__Requirement__:
Given the listing that follows, report all lines in which the string "GetFreePort" occurs.

__Exercise data__:
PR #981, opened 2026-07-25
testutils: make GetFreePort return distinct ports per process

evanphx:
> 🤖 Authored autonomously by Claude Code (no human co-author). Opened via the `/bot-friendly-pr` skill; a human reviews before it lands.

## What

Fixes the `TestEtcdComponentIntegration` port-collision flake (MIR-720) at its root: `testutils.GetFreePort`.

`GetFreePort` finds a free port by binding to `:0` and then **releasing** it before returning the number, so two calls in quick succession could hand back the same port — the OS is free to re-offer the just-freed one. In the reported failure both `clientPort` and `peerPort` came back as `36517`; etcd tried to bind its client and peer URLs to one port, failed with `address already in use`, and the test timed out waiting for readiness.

__Task solution__:
testutils: make GetFreePort return distinct ports per process
Fixes the `TestEtcdComponentIntegration` port-collision flake (MIR-720) at its root: `testutils.GetFreePort`.
`GetFreePort` finds a free port by binding to `:0` and then **releasing** it before returning the number, so two calls in quick succession could hand back the same port — the OS is free to re-offer the just-freed one. In the reported failure both `clientPort` and `peerPort` came back as `36517`; etcd tried to bind its client and peer URLs to one port, failed with `address already in use`, and the test timed out waiting for readiness.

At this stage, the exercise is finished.